* [YOUR GOAL] Your reply should hold exactly the lines from the one that contains "False positive for" through the end of the data. Repeat them word for word.

* [DATASET SECTION]

PR #7395, opened 2022-09-01
False positive for `too-many-function-args`

### LINKED ISSUE #6592: Incorrect too-many-function-args for a function defined and called within a class
### Bug description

* [SOLUTION FOR THIS EXERCISE]
False positive for `too-many-function-args`

### LINKED ISSUE #6592: Incorrect too-many-function-args for a function defined and called within a class
### Bug description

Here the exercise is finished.